[Collected data]

--*--

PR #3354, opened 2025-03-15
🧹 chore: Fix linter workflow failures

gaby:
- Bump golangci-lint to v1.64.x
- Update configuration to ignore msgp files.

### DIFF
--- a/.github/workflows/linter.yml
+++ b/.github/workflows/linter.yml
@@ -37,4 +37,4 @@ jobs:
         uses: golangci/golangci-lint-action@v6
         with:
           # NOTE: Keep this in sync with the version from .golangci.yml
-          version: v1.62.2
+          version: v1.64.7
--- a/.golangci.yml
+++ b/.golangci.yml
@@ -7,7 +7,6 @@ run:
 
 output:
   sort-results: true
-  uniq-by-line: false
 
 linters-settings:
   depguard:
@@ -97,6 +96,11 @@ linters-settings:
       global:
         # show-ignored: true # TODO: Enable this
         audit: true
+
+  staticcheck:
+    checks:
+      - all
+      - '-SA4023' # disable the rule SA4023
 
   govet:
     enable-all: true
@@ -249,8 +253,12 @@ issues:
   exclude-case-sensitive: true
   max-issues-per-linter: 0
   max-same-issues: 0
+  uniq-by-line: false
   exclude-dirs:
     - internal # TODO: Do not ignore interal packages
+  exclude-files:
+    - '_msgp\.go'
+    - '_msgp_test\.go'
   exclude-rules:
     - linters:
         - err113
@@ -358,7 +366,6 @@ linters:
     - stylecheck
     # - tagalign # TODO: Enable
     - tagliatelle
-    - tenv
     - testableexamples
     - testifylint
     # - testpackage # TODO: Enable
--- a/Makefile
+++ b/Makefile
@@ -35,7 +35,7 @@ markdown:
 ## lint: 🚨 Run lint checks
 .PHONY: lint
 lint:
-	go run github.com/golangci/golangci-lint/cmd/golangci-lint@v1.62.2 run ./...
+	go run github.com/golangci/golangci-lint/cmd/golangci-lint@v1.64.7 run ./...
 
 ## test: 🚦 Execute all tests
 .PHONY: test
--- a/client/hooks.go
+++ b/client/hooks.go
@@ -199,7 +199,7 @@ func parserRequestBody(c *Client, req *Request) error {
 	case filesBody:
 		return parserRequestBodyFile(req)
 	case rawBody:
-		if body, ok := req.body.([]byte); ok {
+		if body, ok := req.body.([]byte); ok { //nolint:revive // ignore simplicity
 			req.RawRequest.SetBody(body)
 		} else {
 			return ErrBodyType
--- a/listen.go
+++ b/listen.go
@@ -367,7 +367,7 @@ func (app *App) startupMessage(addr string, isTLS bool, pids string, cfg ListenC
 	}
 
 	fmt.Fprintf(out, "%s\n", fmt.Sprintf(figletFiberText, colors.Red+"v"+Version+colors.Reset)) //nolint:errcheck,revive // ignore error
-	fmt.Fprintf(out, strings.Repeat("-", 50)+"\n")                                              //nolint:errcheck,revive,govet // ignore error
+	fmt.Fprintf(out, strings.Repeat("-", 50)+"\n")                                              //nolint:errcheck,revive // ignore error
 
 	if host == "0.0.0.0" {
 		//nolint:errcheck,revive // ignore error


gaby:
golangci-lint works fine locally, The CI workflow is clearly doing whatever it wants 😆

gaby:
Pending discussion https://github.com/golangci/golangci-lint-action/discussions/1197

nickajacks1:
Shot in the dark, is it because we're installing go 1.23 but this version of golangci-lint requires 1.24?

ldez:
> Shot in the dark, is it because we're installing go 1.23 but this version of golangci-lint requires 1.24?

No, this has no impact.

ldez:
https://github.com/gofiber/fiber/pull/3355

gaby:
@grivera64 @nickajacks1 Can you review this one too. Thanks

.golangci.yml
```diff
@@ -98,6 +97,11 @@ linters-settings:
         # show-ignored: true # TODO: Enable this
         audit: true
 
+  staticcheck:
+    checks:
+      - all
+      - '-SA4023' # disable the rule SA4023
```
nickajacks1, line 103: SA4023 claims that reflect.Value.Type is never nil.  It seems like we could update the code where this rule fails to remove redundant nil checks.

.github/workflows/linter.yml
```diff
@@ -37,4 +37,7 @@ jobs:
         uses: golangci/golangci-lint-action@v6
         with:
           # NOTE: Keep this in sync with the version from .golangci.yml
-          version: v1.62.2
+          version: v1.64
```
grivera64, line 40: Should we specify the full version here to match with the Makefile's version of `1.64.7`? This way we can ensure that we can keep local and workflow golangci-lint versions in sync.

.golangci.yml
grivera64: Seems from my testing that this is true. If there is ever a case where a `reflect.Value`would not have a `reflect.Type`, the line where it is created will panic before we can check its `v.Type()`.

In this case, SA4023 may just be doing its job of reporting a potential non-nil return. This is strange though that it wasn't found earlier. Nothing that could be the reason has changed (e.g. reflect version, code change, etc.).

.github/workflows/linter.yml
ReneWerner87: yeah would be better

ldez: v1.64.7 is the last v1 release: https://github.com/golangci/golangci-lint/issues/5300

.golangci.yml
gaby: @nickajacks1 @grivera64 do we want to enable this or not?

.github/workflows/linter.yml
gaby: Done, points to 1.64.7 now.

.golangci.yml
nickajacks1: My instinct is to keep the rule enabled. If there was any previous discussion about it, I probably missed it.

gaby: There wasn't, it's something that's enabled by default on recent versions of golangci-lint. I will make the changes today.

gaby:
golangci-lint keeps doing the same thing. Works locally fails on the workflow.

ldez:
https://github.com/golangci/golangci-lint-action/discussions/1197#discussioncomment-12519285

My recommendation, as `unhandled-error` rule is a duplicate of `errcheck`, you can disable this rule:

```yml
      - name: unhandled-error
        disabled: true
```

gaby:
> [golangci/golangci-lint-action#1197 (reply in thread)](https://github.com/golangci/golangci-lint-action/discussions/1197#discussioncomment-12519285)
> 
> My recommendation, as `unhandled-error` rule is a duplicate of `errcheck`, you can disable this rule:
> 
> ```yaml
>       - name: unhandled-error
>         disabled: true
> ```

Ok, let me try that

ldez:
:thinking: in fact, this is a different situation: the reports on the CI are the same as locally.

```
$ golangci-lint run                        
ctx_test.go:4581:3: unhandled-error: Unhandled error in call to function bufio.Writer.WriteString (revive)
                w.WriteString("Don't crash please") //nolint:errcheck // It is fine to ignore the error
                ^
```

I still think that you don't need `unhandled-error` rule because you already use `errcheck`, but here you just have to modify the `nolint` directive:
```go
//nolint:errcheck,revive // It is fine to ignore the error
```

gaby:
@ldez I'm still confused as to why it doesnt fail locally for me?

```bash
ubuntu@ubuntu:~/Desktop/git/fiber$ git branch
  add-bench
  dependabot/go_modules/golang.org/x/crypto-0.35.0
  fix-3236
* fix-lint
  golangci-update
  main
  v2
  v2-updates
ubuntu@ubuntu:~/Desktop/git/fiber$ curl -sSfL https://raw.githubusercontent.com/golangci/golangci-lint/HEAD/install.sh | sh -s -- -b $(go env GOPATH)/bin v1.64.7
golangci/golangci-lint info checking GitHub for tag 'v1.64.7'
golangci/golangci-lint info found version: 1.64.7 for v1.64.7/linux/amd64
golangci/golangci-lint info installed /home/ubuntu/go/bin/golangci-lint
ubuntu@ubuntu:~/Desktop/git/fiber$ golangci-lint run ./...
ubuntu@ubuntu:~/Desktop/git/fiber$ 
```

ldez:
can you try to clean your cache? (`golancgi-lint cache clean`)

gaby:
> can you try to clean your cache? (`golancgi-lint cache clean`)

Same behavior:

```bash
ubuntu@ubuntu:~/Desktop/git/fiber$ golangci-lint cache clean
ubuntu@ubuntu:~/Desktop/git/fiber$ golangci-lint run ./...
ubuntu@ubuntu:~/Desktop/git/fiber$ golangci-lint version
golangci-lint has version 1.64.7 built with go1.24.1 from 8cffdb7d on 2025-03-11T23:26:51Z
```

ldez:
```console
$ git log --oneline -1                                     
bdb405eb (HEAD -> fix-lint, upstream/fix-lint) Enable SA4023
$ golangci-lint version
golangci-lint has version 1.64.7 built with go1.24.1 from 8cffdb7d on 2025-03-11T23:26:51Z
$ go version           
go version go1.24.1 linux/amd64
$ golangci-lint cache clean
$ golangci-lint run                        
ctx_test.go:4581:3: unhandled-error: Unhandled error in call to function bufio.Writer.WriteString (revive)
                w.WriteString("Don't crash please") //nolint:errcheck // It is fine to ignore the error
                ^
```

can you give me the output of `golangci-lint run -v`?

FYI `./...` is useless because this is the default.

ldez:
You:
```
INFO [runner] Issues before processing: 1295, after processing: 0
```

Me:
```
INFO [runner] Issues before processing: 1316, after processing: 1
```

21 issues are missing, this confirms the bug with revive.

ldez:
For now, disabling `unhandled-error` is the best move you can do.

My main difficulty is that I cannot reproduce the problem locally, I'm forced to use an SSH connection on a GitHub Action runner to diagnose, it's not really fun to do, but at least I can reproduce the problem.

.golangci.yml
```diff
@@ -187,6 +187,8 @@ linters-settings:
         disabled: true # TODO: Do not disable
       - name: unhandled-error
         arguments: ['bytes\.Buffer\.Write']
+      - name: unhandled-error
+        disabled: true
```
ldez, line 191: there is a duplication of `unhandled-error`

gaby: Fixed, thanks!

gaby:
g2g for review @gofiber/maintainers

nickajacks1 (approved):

--*--

Set every line down again exactly. Begin with the first line of the entries and finish with the line containing "enable-all: true".

# [Answer to this task]
PR #3354, opened 2025-03-15
🧹 chore: Fix linter workflow failures

gaby:
- Bump golangci-lint to v1.64.x
- Update configuration to ignore msgp files.

### DIFF
--- a/.github/workflows/linter.yml
+++ b/.github/workflows/linter.yml
@@ -37,4 +37,4 @@ jobs:
         uses: golangci/golangci-lint-action@v6
         with:
           # NOTE: Keep this in sync with the version from .golangci.yml
-          version: v1.62.2
+          version: v1.64.7
--- a/.golangci.yml
+++ b/.golangci.yml
@@ -7,7 +7,6 @@ run:
 
 output:
   sort-results: true
-  uniq-by-line: false
 
 linters-settings:
   depguard:
@@ -97,6 +96,11 @@ linters-settings:
       global:
         # show-ignored: true # TODO: Enable this
         audit: true
+
+  staticcheck:
+    checks:
+      - all
+      - '-SA4023' # disable the rule SA4023
 
   govet:
     enable-all: true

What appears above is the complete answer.